#### [DIRECTIONS]
In this exercise, reproduce the whole listing exactly.

#### [DATASET EXCERPTS]
PR #1264, opened 2015-07-09
Calculator: Added multiplication symbols and obelus along with tests

phylum:


moollaza:
@phylum thanks a lot for contributing! We really appreciate it :)

Another PR (#1262) was actually made before yours which adds some of these changes, but not all of them.

I've asked the dev there to either add in the changes you've made here, or close his PR in favour of yours. Sound good?

lib/DDG/Goodie/Calculator.pm
```diff
@@ -18,25 +18,26 @@ name 'Calculator';
...
-attribution github  => ['https://github.com/duckduckgo', 'duckduckgo'];
+attribution github  => ['https://github.com/duckduckgo', 'duckduckgo'],
+            github  => ['https://github.com/phylum', 'Daniel Smith'];
 
 triggers query_nowhitespace => qr<
         ^
        ( what is | calculate | solve | math )?
 
-        [\( \) x X * % + / \^ \$ -]*
+        [\( \) x X × ∙ ⋅ * % + ÷ / \^ \$ -]*
```
moollaza: I believe we should add `use utf8;` to the package now that these exist in the source.

phylum:
@moollaza sounds good to me.

lib/DDG/Goodie/Calculator.pm
phylum: Do you want me to add that to my version or wait till the other dev responds?

moollaza:
:+1:

RomainLG:
I was first but small player :)

Merge this one!

lib/DDG/Goodie/Calculator.pm
phylum: @moollaza, when I added <code>use utf8;</code> it broke my code and when I commented it out it worked fine again.  I'm not sure why it broke my code. Any insight would be helpful unless you want me to leave the code out.  Thanks.

mintsoft: @phylum I would guess that the character that was physically in the file wasn't utf8. How exactly did it break the code?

#### [THE ANSWER]
PR #1264, opened 2015-07-09
Calculator: Added multiplication symbols and obelus along with tests

phylum:


moollaza:
@phylum thanks a lot for contributing! We really appreciate it :)

Another PR (#1262) was actually made before yours which adds some of these changes, but not all of them.

I've asked the dev there to either add in the changes you've made here, or close his PR in favour of yours. Sound good?

lib/DDG/Goodie/Calculator.pm
```diff
@@ -18,25 +18,26 @@ name 'Calculator';
...
-attribution github  => ['https://github.com/duckduckgo', 'duckduckgo'];
+attribution github  => ['https://github.com/duckduckgo', 'duckduckgo'],
+            github  => ['https://github.com/phylum', 'Daniel Smith'];
 
 triggers query_nowhitespace => qr<
         ^
        ( what is | calculate | solve | math )?
 
-        [\( \) x X * % + / \^ \$ -]*
+        [\( \) x X × ∙ ⋅ * % + ÷ / \^ \$ -]*
```
moollaza: I believe we should add `use utf8;` to the package now that these exist in the source.

phylum:
@moollaza sounds good to me.

lib/DDG/Goodie/Calculator.pm
phylum: Do you want me to add that to my version or wait till the other dev responds?

moollaza:
:+1:

RomainLG:
I was first but small player :)

Merge this one!

lib/DDG/Goodie/Calculator.pm
phylum: @moollaza, when I added <code>use utf8;</code> it broke my code and when I commented it out it worked fine again.  I'm not sure why it broke my code. Any insight would be helpful unless you want me to leave the code out.  Thanks.

mintsoft: @phylum I would guess that the character that was physically in the file wasn't utf8. How exactly did it break the code?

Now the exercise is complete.